2.3.3.  Example Use Cases

      A user instructs their internal agent to “clean up Salesforce
      contacts based on this email.” The agent must discover
      Salesforce’s authorized agents, validate its own delegation to act
      on behalf of the enterprise, and initiate a secure session.
      BANDAID enables this by publishing agent endpoints and roles under
      DNS zones controlled by each organization.

      A research consortium deploys agents across multiple institutions.
      Each institution publishes its agents under its own domain (e.g.,
      _a2a._agents.universityA.edu), allowing collaborators to discover
      services based on capability (e.g., _data-
      annotator._a2a.universityB.edu) while respecting institutional
      boundaries and trust models.

      A SaaS provider hosts agents for multiple customers.  Each
      customer’s agents are published under tenant-specific zones (e.g.,
      customer1._agents.saas.com), enabling scoped discovery and policy
      enforcement.  BANDAID supports this model through hierarchical
      zone delegation and metadata-rich SVCB records.

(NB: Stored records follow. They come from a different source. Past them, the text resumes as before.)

PR #1643, opened 2024-06-26
feat(AtomicDepositor): update Atomic Depositor with Lisk info

bmzig:
Since Lisk is an OpStack chain, we need to update our Atomic Depositor so that our chain adapters will function properly. I made the small changes on this first commit, and once we review it, I can re-deploy the contract and update this PR with another commit which contains the mainnet deployment information.


james-a-morris (approved):
Could be a good use case for #1548

pxrl (approved):

bmzig:
We will have to approve the atomic depositor address to take Weth before we merge this in.

james-a-morris (approved):
We should look at #1548

bmzig:
> We should look at #1548

We're going to need to update this one again with Blast information. Should we instead just start to push for https://github.com/across-protocol/relayer/pull/1548?

pxrl:
> > We should look at #1548
> 
> We're going to need to update this one again with Blast information. Should we instead just start to push for #1548?

It'd probably be good to get this in in order to test rebalancing to Lisk, and the contract is already deployed so there's no real advantage to discarding it. It definitely makes sense to piggyback on #1548 for Blast though!

bmzig:
> > > We should look at #1548
> > 
> > 
> > We're going to need to update this one again with Blast information. Should we instead just start to push for #1548?
> 
> It'd probably be good to get this in in order to test rebalancing to Lisk, and the contract is already deployed so there's no real advantage to discarding it. It definitely makes sense to piggyback on #1548 for Blast though!

Fair enough.

PR #1644, opened 2024-06-27
fix(ProviderUtils): filter out totalDifficulty from RPC response

bmzig:
We had an issue where Infura's Optimism RPC provider went down, leading to a large number of quorum disputes for `eth_getBlockByNumber` between Alchemy and Quicknode, particularly in the `totalDifficulty` field. This commit should filter out that field so we won't error if RPCs disagree on it.


mrice32 (approved):
LGTM! Great find

PR #1646, opened 2024-06-28
fix(relayer): Revert to USDT fill simulation on Lisk

pxrl:
USDC won't be available on Lisk until later, so revert to USDT until then.


src/clients/ProfitClient.ts
```diff
@@ -593,8 +593,12 @@ export class ProfitClient {
     };
 
     // Pre-fetch total gas costs for relays on enabled chains.
-    const hubToken = TOKEN_SYMBOLS_MAP[testSymbol].addresses[this.hubPoolClient.chainId];
     await sdkUtils.mapAsync(enabledChainIds, async (destinationChainId) => {
+      // USDC is not yet supported on Lisk, so revert to USDT. @todo: Update.
+      testSymbol = [CHAIN_IDs.LISK, CHAIN_IDs.LISK_SEPOLIA].includes(destinationChainId)
+        ? "WETH"
+        : "USDT";
```
pxrl, line 600: Derp

```suggestion
      if (destinationChainId === CHAIN_IDs.LISK) {
        testSymbol = "USDT";
      }
```

src/clients/ProfitClient.ts
```diff
@@ -593,8 +593,12 @@ export class ProfitClient {
     };
 
     // Pre-fetch total gas costs for relays on enabled chains.
-    const hubToken = TOKEN_SYMBOLS_MAP[testSymbol].addresses[this.hubPoolClient.chainId];
     await sdkUtils.mapAsync(enabledChainIds, async (destinationChainId) => {
+      // USDC is not yet supported on Lisk, so revert to USDT. @todo: Update.
+      if (destinationChainId === CHAIN_IDs.LISK) {
+        testSymbol = "USDT";
+      }
```
james-a-morris, line 600: Maybe we can immortalize this in a lookup somewhere? Presumably, we also have to account for this in the testnet?

pxrl: For testnet we only use WETH because it's more ubiquitous, so we should be OK there.

Good call on using a lookup though. I was thinking that we'd only need this for a brief period of time, but we'll have the same issue with Blast, so it does make sure to setup a mapping.

james-a-morris (approved):

PR #1648, opened 2024-07-01
chore: Bump contracts for Lisk defs

pxrl:


pxrl:
One thing to note for this PR: this will import the new SpokePool ABIs. We are still running with the pre-audit deployments in production, but there shouldn't be any side-effects from this because there should be no breaking changes in this update.

james-a-morris (approved):

PR #1653, opened 2024-07-02
fix(APIClient): Dedup L1 tokens

pxrl:
There can be multiple tokens that map to the same L1 token (i.e. USDC, USDC.e, USDbC). Deduplicate this array on instantiation to avoid issuing duplicate requests.


src/clients/AcrossAPIClient.ts
```diff
@@ -35,7 +36,9 @@ export class AcrossApiClient {
     readonly timeout: number = 3000
   ) {
     if (Object.keys(tokensQuery).length === 0) {
-      this.tokensQuery = Object.values(TOKEN_SYMBOLS_MAP).map(({ addresses }) => addresses[CHAIN_IDs.MAINNET]);
+      this.tokensQuery = dedupArray(
+        Object.values(TOKEN_SYMBOLS_MAP).map(({ addresses }) => addresses[CHAIN_IDs.MAINNET])
```
james-a-morris, line 40: We should normalize the casing here - maybe either checksum case or some upper/lower case variant.

james-a-morris: Otherwise - we could have multiple of the same addresses but just with similar casings

src/clients/AcrossAPIClient.ts
```diff
@@ -37,7 +38,9 @@ export class AcrossApiClient {
     const hubChainId = hubPoolClient.chainId;
     this.endpoint = `https://${hubChainId === CHAIN_IDs.MAINNET ? "app.across.to" : "testnet.across.to"}/api`;
     if (Object.keys(tokensQuery).length === 0) {
-      this.tokensQuery = Object.values(TOKEN_SYMBOLS_MAP).map(({ addresses }) => addresses[hubChainId]);
+      this.tokensQuery = dedupArray(
+        Object.values(TOKEN_SYMBOLS_MAP).map(({ addresses }) => addresses[hubChainID])
+      );
```
pxrl, line 43:
```suggestion
      this.tokensQuery = dedupArray(Object.values(TOKEN_SYMBOLS_MAP).map(({ addresses }) => addresses[hubChainID]));
```

src/clients/AcrossAPIClient.ts
```diff
@@ -37,7 +38,7 @@ export class AcrossApiClient {
     const hubChainId = hubPoolClient.chainId;
     this.endpoint = `https://${hubChainId === CHAIN_IDs.MAINNET ? "app.across.to" : "testnet.across.to"}/api`;
     if (Object.keys(tokensQuery).length === 0) {
-      this.tokensQuery = Object.values(TOKEN_SYMBOLS_MAP).map(({ addresses }) => addresses[hubChainId]);
+      this.tokensQuery = dedupArray(Object.values(TOKEN_SYMBOLS_MAP).map(({ addresses }) => addresses[hubChainID]));
```
pxrl, line 41:
```suggestion
      this.tokensQuery = dedupArray(Object.values(TOKEN_SYMBOLS_MAP).map(({ addresses }) => addresses[hubChainId]));
```

nicholaspai (approved):

PR #1657, opened 2024-07-03
refactor(OpStackAdapter): Reuse signers

pxrl:
This shrinks the code a bit and makes it more testnet-friendly. This code will soon be replaced, but the method of retrieving the l2 signer can be reused.


bmzig (approved):

bmzig:
We probably won't even be able to use this on testnet (the conditional won't even trigger since the chainId will not be 10, nor do we have DAI/SNX bridges defined in contractAddresses). This is good too, though, since it will catch those errors caused by passing in incorrect signers to bridges.

james-a-morris (approved):

PR #1660, opened 2024-07-05
feat(blast): add blast finalizer

bmzig:
This should enable finalizations on Blast. We may need to add a special case in the finalizer because of the Blast stablecoin bridge.


src/finalizer/utils/opStack.ts
```diff
@@ -61,7 +61,10 @@ export async function opStackFinalizer(
   // - Don't submit proofs for finalizations older than 1 day
   // - Don't try to withdraw tokens that are not past the 7 day challenge period
   const redis = await getRedisCache(logger);
-  const latestBlockToProve = await getBlockForTimestamp(chainId, getCurrentTime() - 7 * 60 * 60 * 24, undefined, redis);
+  const latestBlockToProve =
+    chainId === CHAIN_IDs.BLAST
+      ? await getBlockForTimestamp(chainId, getCurrentTime() - 14 * 60 * 60 * 24, undefined, redis)
+      : await getBlockForTimestamp(chainId, getCurrentTime() - 7 * 60 * 60 * 24, undefined, redis);
```
pxrl, line 67:
```suggestion
  const challengeWindow = chainId === CHAIN_IDs.BLAST ? 14 : 7; // days
  const latestBlockToProve = await getBlockForTimestamp(chainId, getCurrentTime() - challengeWindow * 3600 * 24, undefined, redis);
```

src/common/Constants.ts
```diff
@@ -368,6 +368,7 @@ export const EXPECTED_L1_TO_L2_MESSAGE_TIME = {
   [CHAIN_IDs.BASE]: 20 * 60,
   [CHAIN_IDs.MODE]: 20 * 60,
   [CHAIN_IDs.BLAST]: 20 * 60,
+
```
pxrl, line 371:
```suggestion
```

pxrl:
@bmzig Is this PR missing the BLAST addresses for the OP class in `src/common/Constants` ?

src/finalizer/utils/opStack.ts
```diff
@@ -61,7 +61,10 @@ export async function opStackFinalizer(
   // - Don't submit proofs for finalizations older than 1 day
   // - Don't try to withdraw tokens that are not past the 7 day challenge period
   const redis = await getRedisCache(logger);
-  const latestBlockToProve = await getBlockForTimestamp(chainId, getCurrentTime() - 7 * 60 * 60 * 24, undefined, redis);
+  const latestBlockToProve =
+    chainId === CHAIN_IDs.BLAST
+      ? await getBlockForTimestamp(chainId, getCurrentTime() - 14 * 60 * 60 * 24, undefined, redis)
```
james-a-morris, line 66: It could be worth setting this in a constructor as a `latestBlockToProve` offset so that we can keep this block of code generic. 

The comment above this becomes outdated with this change btw (line 62)

james-a-morris (commented):
one comment

src/finalizer/utils/opStack.ts
bmzig: Done here: https://github.com/across-protocol/relayer/pull/1660/commits/3488b874af345c5e6f2917de14d2059b5686a064

src/finalizer/utils/opStack.ts
bmzig: I ended up not passing in the value since if I do the logic in the OpStack finalizer, then I can just check the chain ID (since I can safely assume the chain is an OP stack chain). If I were to pass in a `latestBlockToProve` value into the finalizer, I would need to add some extra logic here: https://github.com/across-protocol/relayer/blob/3488b874af345c5e6f2917de14d2059b5686a064/src/finalizer/index.ts#L216 which would probably be messier. Either way, we do plan on making the finalizers generic, so worst case, this won't be in for long.

james-a-morris (commented):
Will this list expand per op stack chain?

src/finalizer/utils/opStack.ts
james-a-morris: Hmm at the very least we should make this a private function or getter variable

james-a-morris (commented):
https://github.com/across-protocol/relayer/pull/1660#discussion_r1674625296

src/finalizer/utils/opStack.ts
bmzig: Done here: https://github.com/across-protocol/relayer/pull/1660/commits/916959b5fa9c2522e4c8032e10a290090b185f38

src/common/Constants.ts
```diff
@@ -385,6 +385,34 @@ export const EXPECTED_L1_TO_L2_MESSAGE_TIME = {
...
+      L2CrossDomainMessenger: "0x4200000000000000000000000000000000000007",
+      L2ToL1MessagePasser: "0x4200000000000000000000000000000000000016",
+      L2StandardBridge: "0x4200000000000000000000000000000000000010",
+      OVM_L1BlockNumber: "0x4200000000000000000000000000000000000013",
+      OVM_L2ToL1MessagePasser: "0x4200000000000000000000000000000000000016",
+      OVM_DeployerWhitelist: "0x4200000000000000000000000000000000000002",
+      OVM_ETH: "0xDeadDeAddeAddEAddeadDEaDDEAdDeaDDeAD0000",
+      OVM_GasPriceOracle: "0x420000000000000000000000000000000000000F",
+      OVM_SequencerFeeVault: "0x4200000000000000000000000000000000000011",
+      WETH: "0x4300000000000000000000000000000000000004",
```
pxrl, line 412: We should probably reuse the existing WETH definition we have for this.

```suggestion
      WETH: TOKEN_SYMBOLS_MAP.WETH.addresses[CHAIN_IDs.BLAST],
```

src/common/Constants.ts
```diff
@@ -385,6 +385,34 @@ export const EXPECTED_L1_TO_L2_MESSAGE_TIME = {
 };
 
 export const OPSTACK_CONTRACT_OVERRIDES = {
```
pxrl, line 387: I was able to verify these contract addresses via the following pages:
https://docs.blast.io/building/contracts
https://docs.optimism.io/chain/addresses#op-mainnet-l2

pxrl (approved):
LGTM, though I think for the WETH address we should probably establish a pattern of inheriting from TOKEN_SYMBOLS_MAP.

src/common/Constants.ts
bmzig: Fixed here: https://github.com/across-protocol/relayer/pull/1660/commits/5f6b127d63a16d20919ecef9305c27ae5da4c31d

src/common/Constants.ts
```diff
@@ -400,17 +400,8 @@ export const OPSTACK_CONTRACT_OVERRIDES = {
...
-      L2StandardBridge: "0x4200000000000000000000000000000000000010",
-      OVM_L1BlockNumber: "0x4200000000000000000000000000000000000013",
-      OVM_L2ToL1MessagePasser: "0x4200000000000000000000000000000000000016",
-      OVM_DeployerWhitelist: "0x4200000000000000000000000000000000000002",
-      OVM_ETH: "0xDeadDeAddeAddEAddeadDEaDDEAdDeaDDeAD0000",
-      OVM_GasPriceOracle: "0x420000000000000000000000000000000000000F",
-      OVM_SequencerFeeVault: "0x4200000000000000000000000000000000000011",
-      WETH: "0x4300000000000000000000000000000000000004",
-      BedrockMessagePasser: "0x4200000000000000000000000000000000000016",
+      ...DEFAULT_L2_CONTRACT_ADDRESSES,
```
pxrl, line 403: Nice!

pxrl:
@bmzig OK for this to go in?

PR #1666, opened 2024-07-10
improve(relayer): Avoid friendly fire when new chains are added

pxrl:
The relayer currently has an annoying constraint that it needs to be updated each time a new chain is added to the config store. This is because the post-update configuration validation is unnecesarily strict. In cases where the relayer has a custom set of origin and destination chains, it actually doesn't make sense to require that configuration is defined for any new chain that has been added.

So:
- When the relayer does not rely on a new chain, don't verify configuration for that chain.
- When the relayer does rely on a new chain, warn about missing config and revert to a conservative default of 5k blocks for eth_getLogs() calls. The warnings should prompt the operator to update their bot or define the necessary config in their environment.

### DIFF
--- a/src/common/ClientHelper.ts
+++ b/src/common/ClientHelper.ts
@@ -357,9 +357,9 @@ export async function constructClients(
 
 // @dev The HubPoolClient is dependent on the state of the ConfigStoreClient,
 //      so update the ConfigStoreClient first.
-export async function updateClients(clients: Clients, config: CommonConfig): Promise<void> {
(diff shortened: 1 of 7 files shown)


nicholaspai (approved):
Do you think this will cause us to ignore ever adding the chain ids to the constant values?

pxrl:
> Do you think this will cause us to ignore ever adding the chain ids to the constant values?

In practice no, since it still blows up for the Dataworker and Monitor personalities when there is missing chain config. The main effect here is that it allows the relayer to live with less-strict config requirements _if_ the operator has opted-in to a specific set of origin and destination chains.

PR #1673, opened 2024-07-11
chore: bump v20

james-a-morris:
This PR immortalizes v20 as the new standard for the relayer repository. It will throw if the version is not set to at least v20 and includes an `.nvmrc` entry for easily using the Node Version Manager to set to `lts/iron`

closes ACX-1819


pxrl (approved):
Nice! Does this mean we're OK with v20 in prod now?

PR #336, opened 2021-06-10
Refactor department queries

loldot:
- [x] New feature
- [ ] Bug fix
- [ ] High impact

**Description of work:**
- Refactor department queries for readability and use cases
- Fixes bug where adding a department to db would give conflict when it exists in line org.

**Testing:**
- [x] Can be tested
- [x] Local tests are passing

**Checklist:**
- [x] Considered work items 
- [x] Considered security


src/backend/api/Fusion.Resources.Api/Controllers/Departments/DepartmentsController.cs
```diff
@@ -15,16 +16,17 @@ namespace Fusion.Resources.Api.Controllers.Departments
     [ApiController]
     public class DepartmentsController : ResourceControllerBase
     {
+        private readonly ResourcesDbContext db;
```
xssic, line 19: Don't think you should introduce db context here.
Should use query handler instead.

xssic (changes requested):
Not sure why you introduced DbContext in the controller, but I don't think it is the right way...

HansDahle (approved):

xssic (approved):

      Lightweight agents deployed on mobile or edge devices require low-
      latency, cacheable discovery mechanisms.  DNS’s distributed
      architecture and support for SVCB hints (e.g., IP addresses,
      preferred protocols) enable efficient resolution and connection
      bootstrapping in constrained environments.

      In regulated industries, agents must operate within jurisdictional
      boundaries and maintain audit trails of interactions.  DNS
      supports geographic scoping via ccTLDs and split-horizon
      configurations, while query logging and DNSSEC provide
      observability and integrity guarantees.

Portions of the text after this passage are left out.